Inviting museum-goers to visit a street often crowded with people using the Stewpot’s services is part of the point. Programs such as “Picturing Homelessness,” an exhibition of children’s artwork developed by the museum and the Stewpot’s Saturday Kids’ Club, are focused on dismantling stereotypes about the homeless.

A docent at the Museum of Street Culture speaks about a photo by Mary Ellen Mark. Photo by Amina Khan.

The club raises awareness of and helps at-risk children who are inclined to experience homelessness or have experienced homelessness. Children have created pieces of artwork symbolizing what homelessness means through their eyes, their colorful work showing innocence and optimism.

The Stewpot’s art program will also host events such as “Just Call Me An Artist”, exhibiting paintings and drawings created by Stewpot clients and museum docents, exchanging “homeless” for a more uplifting label: “artist.” To promote a sense of community, the Stewpot’s STREETZine has includes updates of progress at Encore Park and the Museum of Street Culture with pieces written by Govenar and contributing writers.
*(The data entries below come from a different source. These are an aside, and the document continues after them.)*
PR #1569, opened 2020-05-29
[KVStore] Re-write kvstore using DGL RPC infrastructure

aksnzhy:
## Description

Re-write kvstore using DGL RPC infrastructure. Note: `fast-pull` is not added to this PR

This PR has been tested under real distributed environment.

## Checklist
- [ ] Code is well-documented


python/dgl/distributed/rpc_server.py
```diff
@@ -70,10 +70,15 @@ def start_server(server_id, ip_config, num_clients, \
         for client_id, _ in client_namebook.items():
             register_res = rpc.ClientRegisterResponse(client_id)
             rpc.send_response(client_id, register_res)
-    server_state = get_server_state()
+    server_state = ServerState(kv_server)
```
zheng-da, line 73: i don't think you can create server state here. what should `get_server_state` returns?

python/dgl/distributed/kvstore.py
```diff
@@ -0,0 +1,1107 @@
...
+
+from . import rpc
+from .constants import get_type_str
+
+from .. import backend as F
+from .._ffi.ndarray import empty_shared_mem
+
+KVSTORE_PULL = 901231
+
+class PartitionPolicy(object):
```
zheng-da, line 16: this should be defined in graph_partition_book.py.

python/dgl/distributed/kvstore.py
```diff
@@ -0,0 +1,1107 @@
...
+import random
+import numpy as np
+
+from . import rpc
+from .constants import get_type_str
+
+from .. import backend as F
+from .._ffi.ndarray import empty_shared_mem
+
+KVSTORE_PULL = 901231
```
zheng-da, line 14: what is this?

python/dgl/distributed/kvstore.py
```diff
@@ -0,0 +1,1107 @@
...
+
+class PartitionPolicy(object):
+    """Wrapper for GraphPartitionBook and RangePartitionBook. 
+
+    We can extend this class to support HeteroGraph in the future.
+
+    Parameters
+    ----------
+    policy_str : str
+        partition policy string, e.g., 'edge' or 'node'.
```
zheng-da, line 24: this isn't ideal. in the future, we need to support different node types and edge types.

python/dgl/distributed/kvstore.py
```diff
@@ -0,0 +1,1107 @@
...
+    Parameters
+    ----------
+    server_id : int
+        ID of current server
+    data_tensor : tensor
+        a tensor with the same row size of data ID.
+    """
+    def __init__(self, server_id, data_tensor):
+    	self.server_id = server_id
+        self.data_tensor = data_tensor
```
zheng-da, line 112: the indent is wrong.

python/dgl/distributed/kvstore.py
```diff
@@ -0,0 +1,1107 @@
...
+    Parameters
+    ----------
+    name : str
+        data name
+    id_tensor : tensor
+        a vector storing the data ID
+    """
+    def __init__(self, name, id_tensor):
+    	self.name = name
+        self.id_tensor = id_tensor
```
zheng-da, line 132: indent.

python/dgl/distributed/kvstore.py
```diff
@@ -0,0 +1,1107 @@
...
+        for name, data in kv.data_store.items():
+            meta[name] = (F.shape(data), 
+                          get_type_str(F.dtype(data)), 
+                          kv.part_policy[name].policy_str())
+        res = GetSharedDataResponse(meta)
+        return res
+
+GET_FULL_SHAPE = 901238
+
+class GetFullShapeResponse(rpc.Response):
```
zheng-da, line 434: only shape? no dtype?

python/dgl/distributed/kvstore.py
```diff
@@ -0,0 +1,1107 @@
...
+        func : UDF push function
+        """
+        if self._client_id == 0:
+            request = RegisterPushHandlerRequest(func)
+            # send request
+            for server_id in range(self._server_count):
+                rpc.send_request(server_id, request)
+            # wait confirmation
+            for _ in range(self._server_count):
+                response = rpc.recv_response()
```
zheng-da, line 855: the func isn't invoked in the client?

python/dgl/distributed/kvstore.py
```diff
@@ -0,0 +1,1107 @@
...
+        """
+        request = BarrierRequest(self._client_id)
+        # send request
+        for server_id in range(self._server_count):
+            rpc.send_request(server_id, request)
+        # recv response
+        for _ in range(self._server_count):
+            response = rpc.recv_response()
+
+    def init_data(self, name, shape, dtype, policy_str, partition_book, init_func):
```
zheng-da, line 921: i think you just need to pass partition policy to kvstore.

python/dgl/distributed/kvstore.py
```diff
@@ -0,0 +1,1107 @@
...
+                                          tuple(part_shape), 
+                                          get_type_str(dtype), 
+                                          policy_str,
+                                          init_func)
+                for n in range(self._group_count):
+                    server_id = machine_id * self._group_count + n
+                    rpc.send_request(server_id, request)
+            for _ in range(self._server_count):
+                response = rpc.recv_response()
+            self.barrier() # wait all the client and server finish its job
```
zheng-da, line 960: do you still need the barrier? you already waited for all servers' response.

python/dgl/distributed/kvstore.py
```diff
@@ -0,0 +1,1107 @@
...
+
+        Parameters
+        ----------
+        name : str
+            data name
+        id_tensor : tensor
+            a vector storing the global data ID
+        data_tensor : tensor
+            a tensor with the same row size of data ID
+        """
```
zheng-da, line 1005: are they copied from the previous implementation?

python/dgl/distributed/kvstore.py
```diff
@@ -0,0 +1,1107 @@
...
+        # TODO(chao) : remove tmp file using new shared-tensor API
+        assert len(name) > 0, 'name cannot be empty.'
+        if data_tensor is not None: # Create shared-tensor
+            data_type = get_type_str(F.dtype(data_tensor))
+            shared_data = empty_shared_mem(name+'-kvdata-', True, data_tensor.shape, data_type)
+            dlpack = shared_data.to_dlpack()
+            self._data_store[name] = F.zerocopy_from_dlpack(dlpack)
+            self._data_store[name][:] = data_tensor[:]
+            self._write_data_meta_to_file(name+'-kvmeta-'+str(self._machine_id), data_tensor)
```
zheng-da, line 702: you still write metadata to files?

python/dgl/distributed/kvstore.py
```diff
@@ -0,0 +1,1107 @@
...
+                if (os.path.exists(name+'-kvmeta-'+str(self._machine_id))):
+                    break
+                else:
+                    time.sleep(1) # wait until the file been created
+            data_shape, data_type = self._read_data_meta_from_file(name+'-kvmeta-'+str(self._machine_id))
+            shared_data = empty_shared_mem(name+'-kvdata-', False, data_shape, data_type)
+            dlpack = shared_data.to_dlpack()
+            self._data_store[name] = F.zerocopy_from_dlpack(dlpack)
+
+    def set_partition_policy(self, name, policy_str, partition_book):
```
zheng-da, line 715: why do we need this? when data is created in kvstore, we cannot change its partition policy.

python/dgl/distributed/constants.py
```diff
@@ -2,3 +2,26 @@
 
 # Maximum size of message queue in bytes
 MAX_QUEUE_SIZE = 20*1024*1024*1024
+
+
+def get_type_str(dtype):
```
zheng-da, line 7: do you need this?
https://github.com/dmlc/dgl/blob/master/python/dgl/backend/pytorch/tensor.py#L19

VoVAllen: `F.reverse_data_type_dict[dtype]` is probably what you want

python/dgl/distributed/rpc_server.py
aksnzhy: I just put the server_state as an argument passed to start_server.

python/dgl/distributed/kvstore.py
aksnzhy: `901231` is just a unique msg_id for specified msg type.

python/dgl/distributed/kvstore.py
aksnzhy: We can get dtype in the get_shared_data() api.

python/dgl/distributed/kvstore.py
aksnzhy: You are right, it's a bug. I changed it.

python/dgl/distributed/kvstore.py
aksnzhy: I don't think so. We also need to set the partition policy on the local client. KVStore can't mapping partition_book from server to client.

python/dgl/distributed/kvstore.py
aksnzhy: Just change the logic.

python/dgl/distributed/kvstore.py
aksnzhy: It will be replaced by new shared-memory api

python/dgl/distributed/kvstore.py
aksnzhy: So you mean we should set policy inside the init_data API ?

python/dgl/distributed/constants.py
aksnzhy: Thanks!

python/dgl/distributed/graph_partition_book.py
```diff
@@ -237,3 +235,95 @@ def get_partition(self, partid):
...
+            data size
+        """
+        if self._policy_str == 'edge':
+            return len(self._partition_book.partid2eids(self._part_id))
+        elif self._policy_str == 'node':
+            return len(self._partition_book.partid2nids(self._part_id))
+        else:
+            raise RuntimeError('Cannot support policy: %s ' % self._policy_str)
+
+    # TODO(chao): more APIs?
```
zheng-da, line 328: i think you can remove it. we can add more APIs later.

python/dgl/distributed/kvstore.py
```diff
@@ -0,0 +1,1008 @@
...
+    filename : str
+        Path of file
+
+    Returns
+    -------
+    True if file exists.
+    """
+    if os.path.exists(filename):
+        return True
+    return False
```
zheng-da, line 28: this can be simply `os.path.exists(filename)`. i'm not sure if it's necessary to add a function for this.

python/dgl/distributed/kvstore.py
```diff
@@ -0,0 +1,1008 @@
...
+        kv = server_state.kv_store
+        dtype = F.data_type_dict[self.dtype]
+        if kv.is_backup_server() == False:
+            data_tensor = self.init_func(self.shape, dtype)
+            kv.init_data(name=self.name, data_tensor=data_tensor)
+        else: # backup server will read data from shared-memory
+            kv.init_data(name=self.name)
+        # Find the same partition policy from exsiting plolicy list.
+        for _, policy in kv.part_policy.items():
+            if policy.policy_str == self.policy_str:
```
zheng-da, line 175: why not make the key of the dict the policy name?

python/dgl/distributed/kvstore.py
```diff
@@ -0,0 +1,1008 @@
...
+
+    def __setstate__(self, state):
+        self.msg = state
+
+    def process_request(self, server_state):
+        assert self.msg == BARRIER_MSG
+        kv = server_state.kv_store
+        kv.incr_barrier_count()
+        if kv.barrier_count == kv.num_clients:
+            kv.barrier_zero()
```
zheng-da, line 225: maybe you can move this logic to kvstore so you don't need to create this kind of functions.

python/dgl/distributed/kvstore.py
```diff
@@ -0,0 +1,1008 @@
...
+
+    @property
+    def barrier_count(self):
+        return self._barrier_count
+
+    def incr_barrier_count(self):
+        self._barrier_count +=1
+
+    def barrier_zero(self):
+        self._barrier_count = 0
```
zheng-da, line 589: i feel it's not necessary to expose these APIs.

python/dgl/distributed/kvstore.py
```diff
@@ -0,0 +1,1008 @@
...
+            If the data_tensor is None, KVServer will
+            read shared-memory when client invoking get_shared_data().
+        """
+        assert len(name) > 0, 'name cannot be empty.'
+        if data_tensor is not None: # Create shared-tensor
+            data_type = F.reverse_data_type_dict[F.dtype(data_tensor)]
+            shared_data = empty_shared_mem(name+'-kvdata-', True, data_tensor.shape, data_type)
+            dlpack = shared_data.to_dlpack()
+            self._data_store[name] = F.zerocopy_from_dlpack(dlpack)
+            self._data_store[name][:] = data_tensor[:]
```
zheng-da, line 643: it doesn't do anything if `data_tensor` is None?

python/dgl/distributed/kvstore.py
zheng-da: yes. if we have this function, we allow people to change partition policy later. i don't think we support it.

python/dgl/distributed/kvstore.py
```diff
@@ -0,0 +1,1008 @@
...
+        """
+        assert len(name) > 0, 'name cannot be empty.'
+        assert len(shape) > 0, 'shape cannot be empty'
+        assert policy_str in ('edge', 'node'), 'policy_str must be \'edge\' or \'node\'.'
+        shape = list(shape)
+        policy_list = []
+        if self._client_id == 0:
+            for machine_id in range(self._machine_count):
+                policy = PartitionPolicy(policy_str, machine_id, partition_book)
+                part_shape = shape.copy()
```
zheng-da, line 861: does this work for both list and tuple? i remember they have different ways to copy.

python/dgl/distributed/kvstore.py
```diff
@@ -0,0 +1,1008 @@
...
+            UDF init function
+        """
+        assert len(name) > 0, 'name cannot be empty.'
+        assert len(shape) > 0, 'shape cannot be empty'
+        assert policy_str in ('edge', 'node'), 'policy_str must be \'edge\' or \'node\'.'
+        shape = list(shape)
+        policy_list = []
+        if self._client_id == 0:
+            for machine_id in range(self._machine_count):
+                policy = PartitionPolicy(policy_str, machine_id, partition_book)
```
zheng-da, line 860: you shouldn't create a partition policy for each partition. we have discussed this. the partition book only supports for the local partition.

python/dgl/distributed/kvstore.py
```diff
@@ -0,0 +1,1008 @@
...
+            Store the partition information
+        init_func : func
+            UDF init function
+        """
+        assert len(name) > 0, 'name cannot be empty.'
+        assert len(shape) > 0, 'shape cannot be empty'
+        assert policy_str in ('edge', 'node'), 'policy_str must be \'edge\' or \'node\'.'
+        shape = list(shape)
+        policy_list = []
+        if self._client_id == 0:
```
zheng-da, line 858: why only one client creates the data in all kvservers? in this way, the client needs to access partition book of other partitions. you can avoid this by asking all clients to create data on their local server.

python/dgl/distributed/kvstore.py
zheng-da: you only need to pass the partition policy for the local partition. i think passing a partition policy should be sufficient.

python/dgl/distributed/rpc_server.py
```diff
@@ -2,9 +2,9 @@
 
 from . import rpc
 from .constants import MAX_QUEUE_SIZE
-from .server_state import get_server_state
+from .server_state import ServerState
 
-def start_server(server_id, ip_config, num_clients, \
+def start_server(server_id, ip_config, num_clients, server_state, \
```
zheng-da, line 7: why not just call get_server_state to get server state?

python/dgl/distributed/rpc_server.py
```diff
@@ -70,10 +72,14 @@ def start_server(server_id, ip_config, num_clients, \
...
             register_res = rpc.ClientRegisterResponse(client_id)
             rpc.send_response(client_id, register_res)
-    server_state = get_server_state()
     # main service loop
     while True:
         req, client_id = rpc.recv_request()
         res = req.process_request(server_state)
         if res is not None:
-            rpc.send_response(client_id, res)
+            if isinstance(res, list):
```
zheng-da, line 80: in what case `res` is a list? what happens if someone returns a tuple?

tests/compute/test_new_kvstore.py
```diff
@@ -0,0 +1,161 @@
...
+	# Init kvserver
+    kvserver = dgl.distributed.KVServer(server_id=0,
+                                        ip_config='ip_config.txt',
+                                        num_clients=1)
+    kvserver.init_data(name='data_0', data_tensor=data_0)
+    kvserver.set_partition_policy('data_0', 'node', gpb)
+    kvserver.init_data(name='data_1', data_tensor=data_1)
+    kvserver.set_partition_policy('data_1', 'edge', gpb)
+    # start server
+    server_state = dgl.distributed.ServerState(kv_store=kvserver)
```
zheng-da, line 67: how does get_server_state return thsi server state?

tests/compute/test_new_kvstore.py
```diff
@@ -0,0 +1,161 @@
...
+data_1 = F.tensor([[2.,2.],[2.,2.],[2.,2.],[2.,2.],[2.,2.],[2.,2.],[2.,2.]], F.float32)
+data_2 = F.tensor([[0.,0.],[0.,0.],[0.,0.],[0.,0.],[0.,0.],[0.,0.]], F.float32)
+
+def init_zero_func(shape, dtype):
+    return F.zeros(shape, dtype)
+
+def udf_push(target, name, id_tensor, data_tensor):
+    target[name] = F.scatter_row(target[name], id_tensor, data_tensor*data_tensor)    
+
+def test_partition_policy():
```
zheng-da, line 41: can you try partition book with multiple partitions?

tests/compute/test_new_kvstore.py
```diff
@@ -0,0 +1,161 @@
...
+def test_kv_store():
+    ip_config = open("ip_config.txt", "w")
+    ip_config.write('127.0.0.1 30050 1\n')
+    ip_config.close()
+    pid = os.fork()
+    if pid == 0:
+        start_server()
+    else:
+        time.sleep(1)
+        start_client()
```
zheng-da, line 157: can you test backup servers? i think this can still be tested in a single machine.

zheng-da:
please add description of the PR.

python/dgl/distributed/kvstore.py
aksnzhy: The key is the data's name. We may have many data using the same policy.

python/dgl/distributed/kvstore.py
aksnzhy: Ok. I think we can just use a setter.

python/dgl/distributed/kvstore.py
aksnzhy: I change the logic here. If data_tensor = None, backup_server will do nothing. The backup-server read the shared-tensor only when client invoke get_shared() API.

python/dgl/distributed/kvstore.py
aksnzhy: The input shape has already been converted to a list here.

python/dgl/distributed/kvstore.py
aksnzhy: But as we disucssed before, the shape argument for init_data() is a full shape not partitioned shape right? So you must access partition book to partition shape across servers.

python/dgl/distributed/kvstore.py
aksnzhy: Fixed it.

python/dgl/distributed/rpc_server.py
aksnzhy: get_server_state() is a c API but here we didn't use any c code.

tests/compute/test_new_kvstore.py
aksnzhy: Actually the get_server_state has not been implemented.

tests/compute/test_new_kvstore.py
aksnzhy: Sure, I will try that on real distributed environment.

tests/compute/test_new_kvstore.py
aksnzhy: Sure.

python/dgl/distributed/kvstore.py
aksnzhy: But we need the parition_book to calculate the shape of other partitions.

python/dgl/distributed/kvstore.py
```diff
@@ -0,0 +1,1072 @@
...
+        target tensor
+    name : str
+        data name
+    id_tensor : tensor
+        a vector storing the ID list.
+    data_tensor : tensor
+        a tensor with the same row size of id
+    """
+    # TODO(chao): support Tensorflow backend
+    target[name][id_tensor] = data_tensor
```
zheng-da, line 488: how to support tensorflow backend?

python/dgl/distributed/kvstore.py
zheng-da: can you put comments here?

python/dgl/distributed/kvstore.py
zheng-da: we only need to get the shape of the local partition.

python/dgl/distributed/graph_partition_book.py
```diff
@@ -237,3 +226,95 @@ def get_partition(self, partid):
...
+
+        Returns
+        -------
+        int
+            data size
+        """
+        if self._policy_str == 'edge':
+            return len(self._partition_book.partid2eids(self._part_id))
+        elif self._policy_str == 'node':
+            return len(self._partition_book.partid2nids(self._part_id))
```
zheng-da, line 318: this operation might be expensive. it's better to add an API to get data size in a more efficient way.

python/dgl/distributed/kvstore.py
```diff
@@ -0,0 +1,1072 @@
...
+        if self._freeze:
+            raise RuntimeError("KVClient cannot create new \
+                data after invoking get_shared_data() API.")
+        shape = list(shape)
+        if self._client_id == 0:
+            for machine_id in range(self._machine_count):
+                if policy_str == 'edge':
+                    part_dim = len(partition_book.partid2eids(machine_id))
+                elif policy_str == 'node':
+                    part_dim = len(partition_book.partid2nids(machine_id))
```
zheng-da, line 856: this is implemented in partition policy. it's better to reuse the method there.

python/dgl/distributed/kvstore.py
```diff
@@ -0,0 +1,1072 @@
...
+                    rpc.send_request(server_id, request)
+            for _ in range(self._server_count):
+                response = rpc.recv_response()
+                assert response.msg == INIT_MSG
+        self.barrier()
+        # Create local shared-data
+        if policy_str == 'edge':
+            local_dim = len(partition_book.partid2eids(self._machine_id))
+        elif policy_str == 'node':
+            local_dim = len(partition_book.partid2nids(self._machine_id))
```
zheng-da, line 877: the same comment as above.

python/dgl/distributed/kvstore.py
```diff
@@ -0,0 +1,1072 @@
...
+            raise RuntimeError("Data shape %s has already exists!" % name)
+        self._part_policy[name] = PartitionPolicy(policy_str, self._part_id, partition_book)
+        shared_data = empty_shared_mem(name+'-kvdata-', False, \
+            local_shape, F.reverse_data_type_dict[dtype])
+        dlpack = shared_data.to_dlpack()
+        self._data_store[name] = F.zerocopy_from_dlpack(dlpack)
+        self._data_name_list.add(name)
+        self._full_data_shape[name] = tuple(shape)
+
+    def get_shared_data(self, partition_book):
```
zheng-da, line 896: maybe call it `map_shared_data`. `get_shared_data` sounds like it will return something.

python/dgl/distributed/rpc.py
```diff
@@ -515,7 +515,7 @@ def send_request(target, request):
     server_id = target
     data, tensors = serialize_to_payload(request)
     msg = RPCMessage(service_id, msg_seq, client_id, server_id, data, tensors)
-    send_rpc_message(msg)
+    send_rpc_message(msg, server_id)
```
zheng-da, line 518: the message already has server_id. why do you need to pass server_id again?

python/dgl/distributed/rpc_server.py
```diff
@@ -65,15 +68,20 @@ def start_server(server_id, ip_config, num_clients, \
     for client_id, addr in client_namebook.items():
         client_ip, client_port = addr.split(':')
         rpc.add_receiver_addr(client_ip, client_port, client_id)
+    time.sleep(3)
```
zheng-da, line 71: why do you need to sleep here?

tests/distributed/test_new_kvstore.py
```diff
@@ -0,0 +1,179 @@
...
+g.add_edge(2, 3) # 3
+g.add_edge(1, 1) # 4
+g.add_edge(0, 4) # 5
+g.add_edge(2, 5) # 6
+
+g.ndata[dgl.NID] = global_nid
+g.edata[dgl.EID] = global_eid
+
+gpb = dgl.distributed.GraphPartitionBook(part_id=0,
+                                         num_parts=1,
```
zheng-da, line 37: can you test the multi-partition case?

tests/distributed/test_new_kvstore.py
```diff
@@ -0,0 +1,179 @@
...
+    assert_array_equal(F.asnumpy(local_nid), F.asnumpy(F.tensor([0,1,2,3,4,5], F.int64)))
+    assert_array_equal(F.asnumpy(local_eid), F.asnumpy(F.tensor([0,1,2,3,4,5,6], F.int64)))
+    nid_partid = node_policy.to_partid(F.tensor([0,1,2,3,4,5], F.int64))
+    eid_partid = edge_policy.to_partid(F.tensor([0,1,2,3,4,5,6], F.int64))
+    assert_array_equal(F.asnumpy(nid_partid), F.asnumpy(F.tensor([0,0,0,0,0,0], F.int64)))
+    assert_array_equal(F.asnumpy(eid_partid), F.asnumpy(F.tensor([0,0,0,0,0,0,0], F.int64)))
+    assert node_policy.get_data_size() == len(node_map)
+    assert edge_policy.get_data_size() == len(edge_map)
+
+def start_server():
```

Encore Park’s executive director, Pat Bywater, also points to the project’s focus on preserving Dallas history. For example: Robert Johnson, the legendary bluesman, recorded at the 508 Park building when it was a recording studio in the 1930s.

“If Johnson had not had his guitar playing abilities he might have been homeless,” Bywaters says.

When renovations are complete at the Encore Park complex, it will include recording studios and an open art studio, along with other elements of “street culture.” Giving a tour of Encore Park, Bywaters excitedly discusses plans for the future, stopping every so often to talk with Stewpot clients.

Establishing the Museum of Street Culture can rewire perceptions of the homeless and of museums, juxtaposing the realities of street life with inclusive art and music.

On Feb. 25 at the Nasher Sculpture Center, Museum of Street Culture director Alan Govenar will speak with director Martin Bell following a screening of Bell’s Oscar-nominated documentary, Streetwise, a 1984 documentary that also follows Tiny’s life on the streets of Seattle.